In computer vision, camera pose estimation from correspondences between 3D geometric entities and their projections into the image has been a widely investigated problem. Although most state-of-the-art methods exploit low-level primitives such as points or lines, the emergence of very effective CNN-based object detectors in the recent years has paved the way to the use of higher-level features carrying semantically meaningful information. Pioneering works in that direction have shown that modelling 3D objects by ellipsoids and 2D detections by ellipses offers a convenient manner to link 2D and 3D data. However, the mathematical formalism most often used in the related litterature does not enable to easily distinguish ellipsoids and ellipses from other quadrics and conics, leading to a loss of specificity potentially detrimental in some developments. Moreover, the linearization process of the projection equation creates an over-representation of the camera parameters, also possibly causing an efficiency loss. In this paper, we therefore introduce an ellipsoid-specific theoretical framework and demonstrate its beneficial properties in the context of pose estimation. More precisely, we first show that the proposed formalism enables to reduce the pose estimation problem to a position or orientation-only estimation problem in which the remaining unknowns can be derived in closed-form. Then, we demonstrate that it can be further reduced to a 1 Degree-of-Freedom (1DoF) problem and provide the analytical derivations of the pose as a function of that unique scalar unknown. We illustrate our theoretical considerations by visual examples and include a discussion on the practical aspects. Finally, we release this paper along with the corresponding source code in order to contribute towards more efficient resolutions of ellipsoid-related pose estimation problems.

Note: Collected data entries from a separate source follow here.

PR #145, opened 2015-10-21
Add `external_account` parameter for account update requests

### LINKED ISSUE #144: External Account functionality missing
I'd like to use stripe connect, but I need to be able to set the `external_account` param in the `AccountParams` in order to attach a bank account to the `Account` object using the token retrieved from Stripe.js.

brandur:
Allows accounts to be updated with an `external_account` as defined in
the API.

I've tried to follow the pattern demonstrated in the "recipient"
resource here, but I'm not totally sure if it's fully correct.

Fixes #144.

/cc @kyleconroy Mind taking a look at this? Thanks!

### DIFF
--- a/account.go
+++ b/account.go
@@ -38,6 +38,7 @@ type AccountParams struct {
 	Params
 	Country, Email, DefaultCurrency, Statement, BusinessName, BusinessUrl,
 	BusinessPrimaryColor, SupportPhone, SupportEmail, SupportUrl string
+	ExternalAccount  *BankAccountParams
 	LegalEntity      *LegalEntity
 	TransferSchedule *TransferScheduleParams
 	Managed          bool
--- a/account.go
+++ b/account.go
@@ -38,17 +38,24 @@ type AccountParams struct {
 	Params
 	Country, Email, DefaultCurrency, Statement, BusinessName, BusinessUrl,
 	BusinessPrimaryColor, SupportPhone, SupportEmail, SupportUrl string
-	ExternalAccount  *BankAccountParams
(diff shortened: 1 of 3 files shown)


kyleconroy:
:+1: Looks good to me

brandur:
Ugh. Just realized that the existing `BankAccount` parameters will [use the wrong parameter name when `AppendDetails` is called](https://github.com/stripe/stripe-go/blob/brandur-add-account-external-account/bankaccount.go#L43,L52).

kyleconroy:
I guess we'll need to pass a parameter name to `AppendDetails` :(

brandur:
Hey @kyleconroy, mind taking a look at this one once more?

As mentioned at lunch, I believe that a `BankAccount` was incorrectly added to `Account` instead of the correct `ExternalAccount`. If passed in, it would result in the serialization of `bank_account` cache, which neither the create nor update actions [on the account resource](https://stripe.com/docs/api/curl#create_account) seem to have.

This pull removes that and adds a custom set of parameters called somewhat awkwardly `AccountExternalAccountParams` (logic being that it's "external account" under "account"). My other option is to re-use the `BankAccountParams` struct for this, but this doesn't seem to be particularly advantageous. Any opinion either way? Thanks!

kyleconroy:
I looked over the documentation more closer and believe that you are correct. This change will now send the correct parameters. The name of the struct is also an improvement, as external accounts can also be debit cards.

kyleconroy:
:+1:

brandur:
@kyleconroy Thanks!

PR #146, opened 2015-10-22
Add debit_negative_balances to Account object

tylerb:


brandur:
@tylerb Sweet!! Thanks for sending this in!

It seems that in general most of this library tends to avoid abbreviations by convention (or as far as I can tell anyway). What do you think about expanding `DebitNegativeBal` to `DebitNegativeBalances` even if is a little verbose.

tylerb:
I specifically used `DebitNegativeBal` so it would be consistent with https://github.com/stripe/stripe-go/blob/master/account.go#L92. I prefer the full name as well, but I figured it would be best to stick with what already exists.

brandur:
Oh man, I hadn't noticed that. +1 for keeping that naming consistent then.

Thanks again!

PR #843, opened 2019-05-03
Lock before changing field of backends

chrsmith:
Just a minor thing I noticed while trying to update a Stripe client to specify `MaxNetworkRetries`, since the default is 0. Apologies if this is somehow intentional.

---

The `SetBackend` method updates one of the members of the package-level variable `backends`. Since it's a pointer, it's probably safe on most architectures. But the `Backends` struct already has a `sync.RWMutex` field, and earlier in the file the `GetBackend` function goes through the trouble of explicitly acquiring a read and possibly a write lock. See:
https://github.com/stripe/stripe-go/blob/d94ce0ed857fb1571b9b30bd24430bdac3d50c0f/stripe.go#L666

So to be safe, and consistent with the rest of the code, it makes sense to acquire a write lock before updating the `backends` value.

### DIFF
--- a/stripe.go
+++ b/stripe.go
@@ -816,7 +816,7 @@ func SetAppInfo(info *AppInfo) {
 func SetBackend(backend SupportedBackend, b Backend) {
 	backends.mu.Lock()
 	defer backends.mu.Unlock()
-	
+
 	switch backend {
 	case APIBackend:
 		backends.API = b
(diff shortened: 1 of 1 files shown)


brandur-stripe:
@chrsmith Yep, sounds good to me!

The build is failing because Gofmt needs to be run on your changes. It's not obvious to me from your diff exactly what the problem is though (probably leading or trailing whitespace?).

chrsmith:
@brandur-stripe Sorry about that. I made the change in GitHub's code editor, so it's probably some whitespace issue. Fixed.

brandur-stripe:
Awesome, thanks!

brandur-stripe:
Released as 60.12.2.

PR #845, opened 2019-05-04
Add support for Customer Balance Transaction resource and APIs

remi-stripe:
r? @mickjermsurawong-stripe 
cc @stripe/api-libraries

### DIFF
--- a/customerbalancetransaction.go
+++ b/customerbalancetransaction.go
@@ -1,0 +1,81 @@
+package stripe
+
+import "encoding/json"
+
+// CustomerBalanceTransactionType is the list of allowed values for the customer's balance
+// transaction type.
+type CustomerBalanceTransactionType string
+
+// List of values that CustomerBalanceTransactionDuration can take.
+const (
+	CustomerBalanceTransactionTypeAdjustment            CustomerBalanceTransactionType = "adjustment"
+	CustomerBalanceTransactionTypeAppliedToInvoice      CustomerBalanceTransactionType = "applied_to_invoice"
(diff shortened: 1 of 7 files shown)


customerbalancetransaction.go
```diff
@@ -0,0 +1,86 @@
...
+type CustomerBalanceTransaction struct {
+	Amount        int64                          `json:"amount"`
+	Created       int64                          `json:"created"`
+	Currency      Currency                       `json:"currency"`
+	Customer      *Customer                      `json:"customer"`
+	Description   string                         `json:"description"`
+	EndingBalance int64                          `json:"ending_balance"`
+	ID            string                         `json:"id"`
+	Invoice       *Invoice                       `json:"invoice"`
+	Livemode      bool                           `json:"livemode"`
```
mickjermsurawong-stripe: I think `livemode` field shouldn't be present here. Both api refs, and OpenAPI doesn't have it

customerbalancetransaction.go
```diff
@@ -0,0 +1,86 @@
+package stripe
+
+import "encoding/json"
+
+// CustomerBalanceTransactionType is the list of allowed values for the customer's balance
+// transaction type..
+type CustomerBalanceTransactionType string
```
mickjermsurawong-stripe: Extra "." in the comment

customerbalancetransaction.go
remi-stripe: Yep I put it because I think they made a mistake, all objects should have this field, and I've asked them to fix it already. Will report back!

remi-stripe:
PTAL @ob-stripe

ob-stripe:
Released as 61.4.0.

Issue #849, opened 2019-05-07
Source doesn't have Customer data?


danqing:
According to the [documentation](https://stripe.com/docs/api/sources/attach), source objects have a string key called `customer` that is supposed to hold the customer ID. The [Source type](https://godoc.org/github.com/stripe/stripe-go#Source) doesn't have such a key though. Am I missing anything? Thanks!

remi-stripe:
@danqing This is now fixed in 60.13.0

PR #851, opened 2019-05-08
Add Customer property on the Source object

remi-stripe:
Fixes https://github.com/stripe/stripe-go/issues/849

r? @mickjermsurawong-stripe 
cc @stripe/api-libraries

### DIFF
--- a/source.go
+++ b/source.go
@@ -230,6 +230,7 @@ type Source struct {
 	CodeVerification    *CodeVerificationFlow `json:"code_verification,omitempty"`
 	Created             int64                 `json:"created"`
 	Currency            Currency              `json:"currency"`
+	Customer            string                `json:"customer"`
 	Flow                SourceFlow            `json:"flow"`
 	ID                  string                `json:"id"`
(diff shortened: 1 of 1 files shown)


mickjermsurawong-stripe:
@remi-stripe 
I think the field is not expandable
https://github.com/stripe/stripe-dotnet/blob/master/src/Stripe.net/Entities/Sources/Source.cs#L51

source.go
```diff
@@ -230,6 +230,7 @@ type Source struct {
 	CodeVerification    *CodeVerificationFlow `json:"code_verification,omitempty"`
 	Created             int64                 `json:"created"`
 	Currency            Currency              `json:"currency"`
+	Customer            string                `json:"customer"`
```
remi-stripe: It is not technically expandable, and we're unlikely to change this so I choose a string property this time. If it became expandable, it would be a breaking change but I think it's fine.

mickjermsurawong-stripe:
ah you fixed it! 
LGTM

PR #854, opened 2019-05-08
Add test script to check that all clients are included in `client.API`

brandur:
When adding a new package with a `Client` struct, it's really easy to
forget to add it to the big list of clients in `client.API`, and we
often have to rely on user reports to tell us that we forgot about it.

Here we add a script to run with CI which looks for packages with a
`Client` and compares that list against what's in `client.API`, then
errors if any are missing from the latter.

Also adds a few clients that were missing from the list.

r? @remi-stripe
cc @stripe/api-libraries

---

A note on design: I wrote the script in Go because (1) it doesn't make a
bad scripting language, (2) we get a lot of typing safety that some Ruby
thing wouldn't give us, and (3) it allowed me to leverage Go's built in
AST parser for its own syntax so we don't have to do as much fuzzy
matching against strings.

By the end of writing it I think it was the right decision because there
are a few cases involved here that make the check non-trivial. For
example, packages can be aliased when imported in `client/api.go`, and
we need to be able to translate those aliases back to real package paths
that we detected earlier.

The final script is a little on the long side (~300 LOC), but it handles
all the corners we've developed, and I think it'll be relatively stable.

### DIFF
--- a/client/api.go
+++ b/client/api.go
@@ -4,6 +4,7 @@ package client
 import (
 	stripe "github.com/stripe/stripe-go"
 	"github.com/stripe/stripe-go/account"
+	"github.com/stripe/stripe-go/accountlink"
 	"github.com/stripe/stripe-go/applepaydomain"
 	"github.com/stripe/stripe-go/balance"
 	"github.com/stripe/stripe-go/bankaccount"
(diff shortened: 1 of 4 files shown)


client/api.go
```diff
@@ -190,6 +200,8 @@ type API struct {
 	TerminalLocations *terminallocation.Client
 	// TerminalReaders is the client used to invoke /terminal/readers related APIs.
 	TerminalReaders *terminalreader.Client
+	// ThreeDSecures is the client used to invoke /3d_secure related APIs.
+	ThreeDSecures *threedsecure.Client
```
brandur-stripe: @remi-stripe Haha, I imagine that you're not super excited about exposing some of these. I kind of figured we should probably just do it for consistency as long as the subpackages are still present in the project. The only alternative option would be to add a blacklist in the check script, and it'd be nice if we could avoid that. Thoughts?

remi-stripe: Yep I started typing and then realized it's cleaner to have it and remove later.

brandur-stripe:
Thanks Remi!

PR #857, opened 2019-05-10
Fix invoice's `PaymentIntent` to its JSON tag uses snakecase

### LINKED ISSUE #856: Bug in invoice.go: `json:"paymentIntent"` (camel case instead of snake case)
Looks like a bug on this line:

https://github.com/stripe/stripe-go/blob/24c6ea237b6270ac71be612718a495e3a2dff740/invoice.go#L229

Should use snake case instead of camel case, e.g.:
```
PaymentIntent                *PaymentIntent           `json:"payment_intent"`
```

As in API: https://stripe.com/docs/api/invoices/object#invoice_object-payment_intent

brandur:
Just through bad copy/paste this ended up using camelcase instead of
snakecase.

Fixes #856.

### DIFF
--- a/invoice.go
+++ b/invoice.go
@@ -226,7 +226,7 @@ type Invoice struct {
 	NextPaymentAttempt           int64                    `json:"next_payment_attempt"`
 	Number                       string                   `json:"number"`
 	Paid                         bool                     `json:"paid"`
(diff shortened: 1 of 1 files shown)


brandur-stripe:
> Thanks for fixing @brandur-stripe ! I also confirm there are no other property or parameter with that bug right now

+1. I looked as well and couldn't find any.

PR #860, opened 2019-05-16
Add OffSession parameter to PaymentIntent

danwang-stripe:
cc @stripe/api-libraries 
r? @brandur @remi-stripe 

Adds `off_session` parameter [0] to PaymentIntent create and confirm.

[0] https://stripe.com/docs/api/payment_intents/confirm#confirm_payment_intent-off_session

### DIFF
--- a/paymentintent.go
+++ b/paymentintent.go
@@ -43,6 +43,15 @@ const (
 	PaymentIntentNextActionTypeRedirectToURL PaymentIntentNextActionType = "redirect_to_url"
 )
 
+// PaymentIntentOffSession is the list of allowed values for types of off-session.
+type PaymentIntentOffSession string
+
+// List of values that PaymentIntentOffSession can take.
+const (
+	PaymentIntentOffSessionOneOff    PaymentIntentOffSession = "one_off"
+	PaymentIntentOffSessionRecurring PaymentIntentOffSession = "recurring"
+)
+
 // PaymentIntentStatus is the list of allowed values for the payment intent's status.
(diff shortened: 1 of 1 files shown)


brandur-stripe:
@danwang-stripe Thanks for the pull!

For enum-like fields, we also normally include some constants that people can use in case they'd prefer to do that. Can you add something like this to the file (try to insert where it's alphabetically ordered):

``` patch
diff --git a/paymentintent.go b/paymentintent.go
index bb9948b..834fc20 100644
--- a/paymentintent.go
+++ b/paymentintent.go
@@ -43,6 +43,15 @@ const (
 	PaymentIntentNextActionTypeRedirectToURL PaymentIntentNextActionType = "redirect_to_url"
 )
 
+// PaymentIntentOffSession is the list of allowed values for types of off-session.
+type PaymentIntentOffSession string
+
+// List of values that PaymentIntentOffSession can take.
+const (
+	PaymentIntentOffSessionOneOff    PaymentIntentOffSession = "one_off"
+	PaymentIntentOffSessionRecurring PaymentIntentOffSession = "recurring"
+)
+
 // PaymentIntentStatus is the list of allowed values for the payment intent's status.
 type PaymentIntentStatus string
```

Thanks!

ptal @danwang-stripe

danwang-stripe:
👍thanks, added the enums in 1bb7754!

ptal @brandur-stripe

brandur-stripe:
Thanks! LGTM.

brandur-stripe:
Released as 60.17.0.

PR #865, opened 2019-05-24
Fix earlyfraudwarning client

ob-stripe:
r? @brandur-stripe 
cc @stripe/api-libraries 

My bad, you added a check specifically for this but I missed it because of the API version mismatch issue :/

### DIFF
--- a/client/api.go
+++ b/client/api.go
@@ -45,6 +45,7 @@ import (
 	"github.com/stripe/stripe-go/person"
 	"github.com/stripe/stripe-go/plan"
 	"github.com/stripe/stripe-go/product"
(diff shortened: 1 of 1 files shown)


ob-stripe:
Fixed, ptal @brandur-stripe 

> Damn, did the build not catch this?! If not, something in my new script isn't working :/

I think the build in #862 didn't catch it because it failed earlier (because of the API version mismatch in stripe-mock).

The build in #864 didn't catch it either, I must have forgotten to rebase after merging #862 :/

ob-stripe:
Thanks Brandur!

Released as 61.0.1.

翻译：在计算机视觉中，基于三维几何实体与其图像投影之间的对应关系进行相机位姿估计是一个被广泛研究的问题。尽管多数主流方法利用点或线等低级基元，但近年来高效基于CNN的目标检测器的出现，为采用携带语义信息的更高级特征开辟了道路。该方向的早期开创性工作表明，用椭球建模三维物体、用椭圆建模二维检测结果，是连接二维与三维数据的一种便捷方式。然而，相关文献中常用的数学形式化方法难以清晰区分椭球/椭圆与其他二次曲面/二次曲线，这导致了特定性缺失，可能对某些研究有不利影响。此外，投影方程的线性化过程会造成相机参数的过度表征，也可能导致效率损失。为此，本文提出一个专用于椭球的理论框架，并证明其在位姿估计中的有益特性。具体而言：首先，我们证明该形式化方法能将位姿估计问题简化为仅需估计位置或方向的优化问题，且剩余未知量可闭式求解；其次，进一步证明该问题可降阶为单自由度（1DoF）问题，并给出位姿关于该唯一标量未知量的解析表达式。我们通过可视化示例阐明理论分析，并讨论实际应用细节。最后，为促进椭球相关位姿估计问题的高效求解，我们同步发布本文及对应源代码。